Around here on my map the red track is pretty much only down the center of the ICW or back the main residential canals. I see a track out of the Gamble Rogers boat ramp but don’t see any back up Bullow Creek or into the flats and creeks around that area. I’ve taken my boat back in the flats up just South of Betty Steflik Park for instance and while I can see oyster beds in the aerial view, none of them are outlined in yellow like I see in some other areas of the map. I’m pretty sure I didn’t see any highlighted there around High Bridge or Bullow either.
What specific area are you referring to regarding the oyster bed locations for instance?
Thanks for the help.


----------



## tjtfishon

I just got this myself after a lot of thinking about it. A self-guided scalloping trip was the trigger. I was able to shave almost 20 minutes off the trip to the scallop grounds (and back also of course) by following the red track through a very poorly marked and extremely twisty PVC pipe trail


----------



## devrep

we all rely so heavily on tracking. I wonder sometimes if I had a GPS failure way back in a new area how much fun it would be getting back out.


----------



## noeettica

600 Clams too rich for my blood ...


----------



## slewis

Is a game changer. Heading to the 'glades tomorrow to really test it out.


----------



## noeettica

Can i rent one ?


----------



## OakHill63

MAK said:


> So when you say that it FMT helped you get back deep in the maze of canals and cuts, do you mean that you utilized the detailed aerial view for this, or that you were actually able to follow red “tracks”? I ask because I live on the ICW just two miles north of Gamble Rogers and purchased FMT a few months ago. I was a little disappointed in the lack of tracks for around here. I just figured there were no tracks because the areas I’m trying to navigate are shallower than 13.5”. Now I’m wondering if I’m not using it correctly or don’t have something activated that I should.
> 
> Around here on my map the red track is pretty much only down the center of the ICW or back the main residential canals. I see a track out of the Gamble Rogers boat ramp but don’t see any back up Bullow Creek or into the flats and creeks around that area. I’ve taken my boat back in the flats up just South of Betty Steflik Park for instance and while I can see oyster beds in the aerial view, none of them are outlined in yellow like I see in some other areas of the map. I’m pretty sure I didn’t see any highlighted there around High Bridge or Bullow either.
> What specific area are you referring to regarding the oyster bed locations for instance?
> Thanks for the help.


The cuts right beside highbridge ....went way back in there. Im sorry but Im unfamiliar with the names of the places you mentioned. All those cuts and canals are like a maze. Without the satellite view, i would have been lost quickly, especially after the 6th or 7th turn. There are some small tarpon in those canals! 
The oyster bed (clumps) were south of highbridege on the right. Not sure of the name.
The game changer is the satellite view. The tracks help, but the satellite view is the key to getting around. The views were taken at low tide, and with the clarity its easy to see where there’s water. My boat floats in 8 inches, so idle around when I’m unsure of the depth. It would be virtually impossible to have tracks for every single location. Use the satellite view, and know your boats limitations.


----------



## MAK

OakHill63 said:


> The cuts right beside highbridge ....went way back in there. Im sorry but Im unfamiliar with the names of the places you mentioned. All those cuts and canals are like a maze. Without the satellite view, i would have been lost quickly, especially after the 6th or 7th turn. There are some small tarpon in those canals!
> The oyster bed (clumps) were south of highbridege on the right. Not sure of the name.
> The game changer is the satellite view. The tracks help, but the satellite view is the key to getting around. The views were taken at low tide, and with the clarity its easy to see where there’s water. My boat floats in 8 inches, so idle around when I’m unsure of the depth. It would be virtually impossible to have tracks for every single location. Use the satellite view, and know your boats limitations.

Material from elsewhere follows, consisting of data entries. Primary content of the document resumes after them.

PR #2216, opened 2022-01-08
PEP 677: Use PEP 646 syntax when discussing unpack

stroxler:
I'd intended to make this update everywhere in an earlier PR, but missed this line.

### DIFF
--- a/pep-0677.rst
+++ b/pep-0677.rst
@@ -468,8 +468,8 @@ evaluate the AST form::
         Name("bool")
     )
 
-and be treated by type checkers as equivalent to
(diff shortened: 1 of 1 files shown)


pep-0677.rst
```diff
@@ -468,8 +468,8 @@ evaluate the AST form::
         Name("bool")
     )
 
-and be treated by type checkers as equivalent to
-``Callable[[int, Unpack[Ts]], bool]``.
+and be treated by type checkers as equivalent to or ``Callable[[int,
```
pxeger, line 471: > to or

PR #2219, opened 2022-01-09
PEP 677: Include more rejected alternatives

stroxler:
Adding more options that came up in typing-sig and python-dev discussion.

### DIFF
--- a/pep-0677.rst
+++ b/pep-0677.rst
@@ -907,6 +907,39 @@ We rejected this change because:
   and autoformatters than to bake it into the parser and throw syntax errors.
 
 
+Making ``->`` bind tighter than ``|``
+~~~~~~~~~~~~~~~~~~~~~~~~~~~~~~~~~~~~~
+
+In order to allow both ``->`` and ``|`` tokens in type expressions we
+had to choose precedence. In the current proposal, this is a function
+returning an optional boolean::
+
+    (int, str) -> bool | None  # equivalent ot (int, str) -> (bool | None)
+
+We considered having ``->`` bind tighter so that instead the expression
+would parse as ``((int, str) -> bool) | None``. There are two advantages
+to this:
+- It means we no would longer have to treat ``None | (int, str) ->
+  bool`` as a syntax error.
+- Looking at typeshed today, optional callable arguments are very common
+  because using ``None`` as a default value is a standard python idiom.
+  Having ``->`` bind tighter would make these easier to write.
+
+We decided against this for a few reasons:
+- The function header ``def f() -> int | None: ...`` is legal
+  and indicates a function returning an optional int. To be consistent
+  with function headers, callable types should do the same.
+- TypeScript is the other popular language we know of that uses both
+  ``->`` and ``|`` tokens in type expressions, and they have ``|`` bind
+  tighter. While we do not have to follow their lead, we prefer to do
+  so.
+- We do acknowledge that optional callable types are common and
+  having ``|`` bind tighter forces extra parentheses, which makes these
+  types harder to write. But code is read more often than written, and
+  we believe that requiring the outer parentheses for an optional callable
+  type like ``((int, str) -> bool) | None`` is preferable for readability.
+
+
 Introducing type-strings
 ~~~~~~~~~~~~~~~~~~~~~~~~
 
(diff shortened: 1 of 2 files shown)


pep-0677.rst
```diff
@@ -826,6 +826,27 @@ replacement for callable types:
...
   ``Callable``.
 
+Hybrid keyword-arrow Syntax
+~~~~~~~~~~~~~~~~~~~~~~~~~~~
+
+In the Rust language, a keyword ``fn`` is used to indicate functions
+in much the same way as Python's ``def``, and callable types are
+indicated using a hybrid arrow syntax ``Fn(i64, String) -> bool``.
+
+We could use the ``def`` keyword in callable types for python, for
```
JelleZijlstra, line 836:
```suggestion
We could use the ``def`` keyword in callable types for Python, for
```

pep-0677.rst
```diff
@@ -850,6 +955,36 @@ from the Steering Council on ensuring that type expressions do not
...
+much.
+
+In order to reduce the number of brackets needed in complex callable
+types, it would be possible to allow tuples for the argument list::
+
+    callable[(int, str), bool]
+
+This actually is a significant readability improvement for multi-argument
+functions, but the problem is that it makes callables with no arguments, which
+are *very* common in typeshed, hard to write. Because ``()`` is not a legal
```
JelleZijlstra, line 980: That's not true
```
In [6]: len(())
Out[6]: 0

In [7]: type(())
Out[7]: tuple
```

stroxler: Oh oops, I hadn't had my coffee yet.

That's supposed to be talking about one-argument functions!

pep-0677.rst
```diff
@@ -826,6 +826,27 @@ replacement for callable types:
...
+``def(int, str) -> bool``. But we think this might confuse readers
+into thinking ``def(A, B) -> C`` is a lambda, particularly because
+Javascript's ``function`` keyword is used in both named and anonymous
+functions.
+
+We could alternatively use ``Def(int, str) -> bool``, where the
+capital letter strongly suggests a type rather than a lambda. But
+that would require a new keyword, and we do not see any benefits that
+justify adding a new keyword or making the types more verbose than
+the current proposal.
```
gvanrossum, line 847: I would drop this paragraph (on the 'Def' keyword), unless someone other than you actually brought that up on a public forum. It's just not something anyone would propose. (but using 'def' totally would be).

pep-0677.rst
```diff
@@ -839,6 +860,90 @@ existing function header syntax. Moreover, it is visually similar to
...
 y``.
 
+Requiring Outer Parentheses
+~~~~~~~~~~~~~~~~~~~~~~~~~~~
+
+A concern with the current proposal is readability, particularly
+when callable types are used in return type position which leads to
+multiple top-level ``->`` tokens, for example::
+
+    def f() -> (int) -> (int) -> int
```
gvanrossum, line 870: Missing colon.

```suggestion
    def f() -> (int) -> (int) -> int:
```

pep-0677.rst
```diff
@@ -839,6 +860,90 @@ existing function header syntax. Moreover, it is visually similar to
...
+
+We rejected this change because:
+
+- The outer parentheses only help readability in some cases, mostly when a
+  callable type is used in return position. In many other cases they hurt
+  readability rather than helping.
+- We agree that it might make sense to encourage outer parentheses in several
+  cases, particularly callable types in function return annotations. But we
+  believe it is more appropriate to encourage this in style guides, linters,
+  and autoformatters than to bake it into the parser and throw syntax errors.
```
gvanrossum, line 909: Also, this entire example looks unPythonic, and even if such a function would make sense, I'd probably use a type alias to make the return type less look like line noise.

gvanrossum (commented):
Small nits.

pep-0677.rst
stroxler: Simplified the example a bit and added a bullet about type aliasing as a solution.

Although I have some skepticism about type aliases as a general answer to complex types. Based on the production typed-python code I see I, developers seem hesitant to use them (at least at Meta).

I can understand why. Most code forms a graph where you constantly have to jump-to-source to understand it. One nice thing about types is that they normally speak for themselves. Once we use type aliases, that becomes less true - readers might have to jump hundreds of lines to the top of a module to see what a type actually represents.

This isn't necessarily a bad thing since type aliases provide abstraction and one kind of readability, but there is definitely a cost and it seems to me that many developers don't want to pay it.

gvanrossum (approved):

pep-0677.rst
gvanrossum: Yeah, it depends on lots of things. But I don’t want to feel that we have to do something just because Facebook coders prefer it. There’s a whole community here, and some people are already concerned that Python is more and more being controlled by enterprise developers.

Great, that’s what I needed to know. After your post I was just wondering if I was missing something with the tracks. Apparently not. 
The tracks definitely saved me down at the entrance to Tomoka basin. If I wasn’t right on their red line I was churning mud...
I’ve been meaning to get back down to the creeks right below High Bridge. What did you find the depths to be in the areas you were fishing? My Key West seems to be drafting about 10”.
Thanks


----------



## Capnredfish

noeettica said:


> 600 Clams too rich for my blood ...


600? 399 north or south of Sebastian. I’m not into using GPS. But the pictures look amazing. Makes google earth look like shlt, which does look like shlt.


----------



## Tailer

FMT is definitely one of those products that you have to use to understand the value. If you regularly fish the backcountry areas of Florida, it’s indispensable. I only use mine for the sat view, I’ve never run a track and I’d still happily pay $600 for the chip if that’s what it really cost (it’s actually $400).


----------



## firecat1981

Tailer said:


> FMT is definitely one of those products that you have to use to understand the value. If you regularly fish the backcountry areas of Florida, it’s indispensable. I only use mine for the sat view, I’ve never run a track and I’d still happily pay $600 for the chip if that’s what it really cost (it’s actually $400).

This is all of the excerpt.